This is an initial website for ELEMENT - the Exascale Mesh Network.

ELEMENT addresses the high priority use case of meshing for the Exascale (i.e. ensuring that meshes are of sufficient quality to represent Exascale problems and can be partitioned efficiently to minimise load imbalance) as well as meshing at the Exascale (i.e. creating highly scalable solutions that will be able to exploit extreme levels of parallelism).

The meshes required for Exascale simulations, under which we will aim to model problems with extreme geometric complexity and levels of refinement, will necessarily be very large with 109 cells and above, and contain cells that may differ in size by many orders of magnitude to faithfully resolve the underlying physics at their appropriate scales.
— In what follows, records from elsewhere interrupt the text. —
PR #546, opened 2024-10-09
issue_533 note text updated

### LINKED ISSUE #533: Add additional text on queue page about when notifications are sent to hosts
Notifications are only sent to hosts when there is nobody in the queue. This is mentioned in the help but we should add some text to the queue page about this. 

There's currently a note like

> Note: The person you want to add needs to have logged on to Remote Office Hours Queue at least once in order to be added.

We could add

> If the queue is not empty, hosts will not be notified. Please manually remove attendees from queue after meeting with them or they are no longer available.

zqian:
Fixes #533

### DIFF
--- a/src/assets/src/components/common.tsx
+++ b/src/assets/src/components/common.tsx
@@ -28,8 +28,7 @@ export const UserDisplay = (props: UserDisplayProps) =>
 
 export const userLoggedOnWarning = (
     <Alert variant='primary'>
-        <strong>Note:</strong> The person you want to add needs to have logged on to Remote Office Hours Queue
-        at least once in order to be added.
+        <strong>Note:</strong> If the queue is not empty, hosts will not be notified. Please manually remove attendees from queue after meeting with them or they are no longer available.
     </Alert>
 );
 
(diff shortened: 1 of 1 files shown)


src/assets/src/components/common.tsx
```diff
@@ -28,8 +28,7 @@ export const UserDisplay = (props: UserDisplayProps) =>
 
 export const userLoggedOnWarning = (
     <Alert variant='primary'>
-        <strong>Note:</strong> The person you want to add needs to have logged on to Remote Office Hours Queue
-        at least once in order to be added.
+        <strong>Note:</strong> The person you want to add needs to have logged on to Remote Office Hours Queue at least once in order to be added. If the queue is not empty, hosts will not be notified. Please manually remove attendees from queue after meeting with them or they are no longer available.
```
jonespm, line 31: Reading over this seems fine. I added @HemanginiShah incase she wants to review this at all.

I added a few additional words and rewrote the second line to avoid the double negative.

```suggestion
        <strong>Note:</strong>The person you want to add needs to have logged on to Remote Office Hours Queue at least once in order to be added. Hosts will only receive notifications if the queue is empty. Please manually remove attendees from the queue after meeting with them or if they are no longer available.
```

Meshing and geometry management remain a significant bottleneck for complex applications on HPC platforms, posing a challenging obstacle that must be overcome to enable Exascale simulations. From a technical perspective, these issues include (but are not limited to) improved geometric handling, mesh adaptation and optimisation, intelligent meshing, automation and robustness, all within a large distributed environment that lies outside of our current capabilities.

ELEMENT’s objectives are threefold:

  1. Building a community around meshing practice by establishing a collaborative network;
  2. Undertaking proof of concept studies, with prototype implementations of two target challenges; and
  3. Publishing a Vision Paper and strategic research agenda covering the full meshing workflow, from mesh generation to adaptation, partitioning and visualisation.

ELEMENT is led by EPCC, the supercomputing centre at the University of Edinburgh, and run in partnership with the University of Cambridge, Imperial College London, the University of Exeter and Swansea University.

ELEMENT is funded by UKRI as an ExCALIBUR High Priority Use Case, grant reference EP/V001345/1.